PR #17562, opened 2026-07-28
fix(resourceList): collapse newly added assistant/agent when the list is fully collapsed

kennyzheng-builds:
### What this PR does

**Before this PR:** In the assistant/agent sidebar's grouped display mode ("Assistant" / "Agent"), choosing **Collapse all** only collapses the groups that exist at that moment. When you then **add a new assistant (or agent)**, its brand-new group id isn't in the persisted collapsed-id set, so it renders **expanded** — popping open its "New Chat"/"New task" and breaking the collapsed view. Both the conversation module (`Topics`) and the work module (`Sessions`) had this behaviour.

**After this PR:** When a new group appears, if **every pre-existing group is already collapsed** (the user is in a "collapsed all" state), the new group defaults to collapsed too. If any existing group is still expanded, the new group expands as before — normal usage is unaffected. Applies consistently to both modules via a shared, unit-tested helper.

The collapse state is stored as an explicit "collapsed group-id set" with no persistent "collapse future groups" flag, so a freshly added group is never auto-collapsed. Rather than add a new persisted mode flag (schema migration + rewriting collapsed/expanded semantics across the shared `ResourceList` provider — large, higher regression risk), this follows the observable intent minimally: only mirror the "all collapsed" state onto newly appearing groups. A pure `resolveCollapsedIdsForNewGroups` helper keeps the conversation and work modules identical and unit-testable.

### Breaking changes

None. Pure renderer behaviour; no schema/storage or backend change.

- Shared helper: `src/renderer/components/chat/resourceList/base/defaultCollapsedGroups.ts` (+ unit tests). Wired in `Topics.tsx` (conversation, assistant mode) and `Sessions.tsx` (work, agent mode).
- Guards: only when there is >=1 pre-existing group and all of them are collapsed; no-op on first population; does not fight the reveal-active-resource path.
- Verified live (CDP) in both modules, both directions: all-collapsed -> new group collapsed; partially-expanded -> new group expanded. typecheck:web clean, lint clean, new helper unit tests 8/8.

### Release note

```release-note
Fix: newly added assistants/agents now stay collapsed when the sidebar list is fully collapsed (Collapse all), in both the conversation and work modules.
```

### DIFF
--- a/src/renderer/components/chat/resourceList/base/defaultCollapsedGroups.ts
+++ b/src/renderer/components/chat/resourceList/base/defaultCollapsedGroups.ts
@@ -26,6 +26,11 @@ export function resolveDefaultCollapsedGroupIds<T>({
  * new group should default to collapsed too instead of popping open. If any existing group is still
  * expanded, the new group is left alone (expands as normal).
  *
+ * `previousGroupIds` is the set of groups already observed (accumulated across renders by the
+ * caller), not merely the last snapshot. A group counts as "new" only if it was never observed
+ * before, so a group that was only temporarily absent — pinned away, or not yet paged in during a
+ * progressive load — is not mistaken for a freshly created one when it reappears.
+ *
  * Pure helper so both the conversation (Topics) and work (Sessions) modules share identical logic
  * and it can be unit-tested. Returns the next collapsed-id array, or `null` when nothing changes.
  */
@@ -42,15 +47,15 @@ export function resolveCollapsedIdsForNewGroups({
   const newGroupIds = currentGroupIds.filter((id) => !previousSet.has(id))
   if (newGroupIds.length === 0) return null
 
-  const newGroupIdSet = new Set(newGroupIds)
-  const existingGroupIds = currentGroupIds.filter((id) => !newGroupIdSet.has(id))
-  // Only follow the "all collapsed" state when there is at least one pre-existing group to compare
-  // against — never collapse groups on the very first population of the list.
-  if (existingGroupIds.length === 0) return null
+  // Never collapse on the very first population — there is no pre-existing state to mirror.
+  if (previousGroupIds.length === 0) return null
 
+  // Determine "all collapsed" from every previously observed group, not just the ones that survived
+  // into the current snapshot: an expanded group that disappears in the same update (e.g. its last
+  // topic moves to another assistant) still means the user was not in a fully-collapsed state.
   const collapsedIdSet = new Set(collapsedIds)
-  const allExistingCollapsed = existingGroupIds.every((id) => collapsedIdSet.has(id))
-  if (!allExistingCollapsed) return null
+  const allPreviousCollapsed = previousGroupIds.every((id) => collapsedIdSet.has(id))
+  if (!allPreviousCollapsed) return null
 
   const idsToCollapse = newGroupIds.filter((id) => !collapsedIdSet.has(id))
   if (idsToCollapse.length === 0) return null
--- a/src/renderer/components/chat/resourceList/base/defaultCollapsedGroups.ts
+++ b/src/renderer/components/chat/resourceList/base/defaultCollapsedGroups.ts
@@ -19,3 +19,41 @@ export function resolveDefaultCollapsedGroupIds<T>({
 
   return [...groupIds]
 }
+
+/**
+ * When new groups appear (e.g. a freshly added assistant / agent), keep the list's collapse state
+ * consistent: if every pre-existing group is already collapsed (the user has "collapsed all"), the
+ * new group should default to collapsed too instead of popping open. If any existing group is still
+ * expanded, the new group is left alone (expands as normal).
+ *
+ * Pure helper so both the conversation (Topics) and work (Sessions) modules share identical logic
+ * and it can be unit-tested. Returns the next collapsed-id array, or `null` when nothing changes.
+ */
+export function resolveCollapsedIdsForNewGroups({
+  collapsedIds,
+  currentGroupIds,
+  previousGroupIds
+}: {
+  collapsedIds: readonly string[]
+  currentGroupIds: readonly string[]
+  previousGroupIds: readonly string[]
+}): readonly string[] | null {
+  const previousSet = new Set(previousGroupIds)
+  const newGroupIds = currentGroupIds.filter((id) => !previousSet.has(id))
+  if (newGroupIds.length === 0) return null
+
+  const newGroupIdSet = new Set(newGroupIds)
+  const existingGroupIds = currentGroupIds.filter((id) => !newGroupIdSet.has(id))
+  // Only follow the "all collapsed" state when there is at least one pre-existing group to compare
+  // against — never collapse groups on the very first population of the list.
+  if (existingGroupIds.length === 0) return null
+
+  const collapsedIdSet = new Set(collapsedIds)
+  const allExistingCollapsed = existingGroupIds.every((id) => collapsedIdSet.has(id))
+  if (!allExistingCollapsed) return null
+
+  const idsToCollapse = newGroupIds.filter((id) => !collapsedIdSet.has(id))
+  if (idsToCollapse.length === 0) return null
+
+  return [...collapsedIds, ...idsToCollapse]
+}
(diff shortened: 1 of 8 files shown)


src/renderer/components/chat/resourceList/base/defaultCollapsedGroups.ts
```diff
@@ -19,3 +19,41 @@ export function resolveDefaultCollapsedGroupIds<T>({
...
+  if (newGroupIds.length === 0) return null
+
+  const newGroupIdSet = new Set(newGroupIds)
+  const existingGroupIds = currentGroupIds.filter((id) => !newGroupIdSet.has(id))
+  // Only follow the "all collapsed" state when there is at least one pre-existing group to compare
+  // against — never collapse groups on the very first population of the list.
+  if (existingGroupIds.length === 0) return null
+
+  const collapsedIdSet = new Set(collapsedIds)
+  const allExistingCollapsed = existingGroupIds.every((id) => collapsedIdSet.has(id))
```
ousugo: **[P1] Determine “all collapsed” from the previous set, not only surviving groups.** `existingGroupIds` is derived from `currentGroupIds`, so an expanded group that disappears in the same update is ignored. For example, with A collapsed and B expanded, moving B's last topic to an empty assistant C changes `[A, B]` to `[A, C]`; this code sees only surviving A as collapsed and persists C as collapsed. The Topics move menu includes assistants with no topics, so this is user-reachable. A regression test with `collapsedIds: ['a']`, `previousGroupIds: ['a', 'b']`, and `currentGroupIds: ['a', 'c']` currently returns `['a', 'c']` instead of `null`. Please base the check on non-empty `previousGroupIds.every(id => collapsedIdSet.has(id))`.

src/renderer/pages/home/Tabs/components/Topics.tsx
```diff
@@ -1115,6 +1116,31 @@ export function Topics({
...
+  // the explicit collapsed-set (null = user has never interacted, the default-all-collapsed logic in
+  // `resolveDefaultCollapsedGroupIds` already covers that case).
+  const previousAssistantGroupIdsRef = useRef<readonly string[] | null>(null)
+  useEffect(() => {
+    if (!isAssistantDisplayMode || isRightPanel || topicExpansionAssistant === null) {
+      previousAssistantGroupIdsRef.current = null
+      return
+    }
+
+    const currentGroupIds = Array.from(
```
ousugo, line 1138: **[P2] Do not treat progressive cold-start pages as newly created groups.** `filteredTopics` is populated progressively while the load-all source fetches 200 items per page. Before `isFullyLoaded`, a later page can introduce an existing assistant group; if the first-page groups happen to be collapsed, this effect classifies that existing group as new and writes it into the persisted collapsed set even when it was previously expanded. The same issue exists in `Sessions`. Please seed/compare the refs only from a fully loaded snapshot (and avoid advancing the ref while loading), with a multi-page regression test.

ousugo (changes requested):
The intended behavior is reasonable, but the current inference can persist incorrect collapse state in two user-reachable paths: group replacement/moves and progressive cold-start pagination. Please address both before merging.

src/renderer/pages/home/Tabs/components/Topics.tsx
```diff
@@ -1115,6 +1116,31 @@ export function Topics({
...
+      new Set(filteredTopics.filter((topic) => !topic.pinned).map(getTopicAssistantDisplayGroupId))
```
zhangjiadi225: **[A1]** Track the IDs actually rendered by `topicGroupBy` here. `getTopicAssistantDisplayGroupId` returns `topic:assistant:<deletedId>` for an orphan topic with a non-null `assistantId`, while `topicGroupBy` renders every missing assistant as `topic:assistant:unknown`. After Collapse all, the persisted set therefore contains only the latter; the synthetic per-assistant ID fails the all-collapsed check, so a newly added assistant still opens. This orphan group is an intentional supported state. Derive the ID with `topicGroupBy(topic)?.id` (and filter `undefined`), then add an orphan-topic regression test.

src/renderer/pages/agents/components/Sessions.tsx
```diff
@@ -703,6 +704,43 @@ const Sessions = ({
...
+  useEffect(() => {
+    if (isRightPanel || displayMode !== 'agent' || sessionExpansionAgent === null) {
+      previousAgentGroupIdsRef.current = null
+      return
+    }
+
+    const currentGroupIds = Array.from(
+      new Set(
+        filteredGroupedSessions
+          .filter((session) => !session.pinned)
```
zhangjiadi225, line 727: **[A1]** Do not equate reappearing unpinned groups with newly created groups. Both effects overwrite their ref from only unpinned items. With A collapsed and B expanded, pinning the last item in B changes the snapshot to `[A]`; unpinning it makes B look new, so the helper persists B as collapsed even though its expansion state was unchanged. Track groups that have already been observed without forgetting them when temporarily absent, while seeding that history only from a fully loaded snapshot, and cover pin/unpin in both Topics and Sessions.

zhangjiadi225 (changes requested):
Two additional correctness regressions remain beyond the existing review: orphan assistant groups use a different tracked ID from the rendered group, and temporarily absent groups can be mistaken for newly created groups after pin/unpin. Please address these cases and add regression coverage before merging.

src/renderer/components/chat/resourceList/base/defaultCollapsedGroups.ts
kennyzheng-builds: Fixed in 5f616003eb: the all-collapsed decision now checks the complete previousGroupIds set. Added the replacement/move regression case described here.

src/renderer/pages/home/Tabs/components/Topics.tsx
kennyzheng-builds: Fixed in 5f616003eb: observed group history is seeded only from fully loaded snapshots and is not advanced during progressive loading. Added multi-page regressions for both Topics and Sessions.

src/renderer/pages/home/Tabs/components/Topics.tsx
kennyzheng-builds: Fixed in 5f616003eb: Topics now records the ID produced by topicGroupBy(topic)?.id, including the intentional unknown orphan group. Added helper and rendered orphan-group regressions.

src/renderer/pages/agents/components/Sessions.tsx
kennyzheng-builds: Fixed in 5f616003eb: Topics and Sessions retain cumulative observed group history across temporary pin/unpin absence. Added pin/unpin regressions for both paths.

ousugo (approved):
Follow-up review complete. The four previously requested correctness fixes are now addressed with regression coverage. No blocking issues found on 8a854eb.

src/renderer/pages/home/Tabs/components/Topics.tsx
```diff
@@ -1115,6 +1116,60 @@ export function Topics({
...
+
+    const observed = observedAssistantGroupIdsRef.current
+    if (observed === null) {
+      // Seed the observed history from the first fully loaded snapshot; never collapse on it.
+      observedAssistantGroupIdsRef.current = new Set(currentGroupIds)
+      return
+    }
+
+    const previousGroupIds = Array.from(observed)
+    for (const id of currentGroupIds) observed.add(id)
```
zhangjiadi225, line 1155: **[A1]** Do not let permanently removed or provisional group IDs remain in the cumulative observed set. For example, if A is collapsed and B expanded, deleting B together with its topics leaves B in `observed`; adding C later fails `allPreviousCollapsed` because deleted B is absent from `collapsedIds`, so C opens even though every current group is collapsed. There is a second startup path: this effect waits for topic paging but not `isAssistantsLoading`, so fully loaded topics can seed `topic:assistant:unknown` while assistant metadata is empty; the provisional ID then remains forever after real IDs arrive. The Sessions effect has the same issue with `isAgentsLoading`. Gate initial observation on owner-metadata readiness and prune IDs for permanently removed owners while retaining IDs only for temporary absence such as pinning. Please add regressions for metadata loading and permanent owner deletion in both lists.

zhangjiadi225 (changes requested):
The previous four issues are fixed, but the cumulative observed-group history still retains permanently removed and provisional IDs. This can prevent newly created groups from inheriting Collapse all. Please address the inline A1 and add regressions for both Topics and Sessions.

___

- [Prompt]: Everything from the first line of the records above through the line containing "### What this PR does" should be restated word for word; leave out all other lines.

- [Completed task]:
PR #17562, opened 2026-07-28
fix(resourceList): collapse newly added assistant/agent when the list is fully collapsed

kennyzheng-builds:
### What this PR does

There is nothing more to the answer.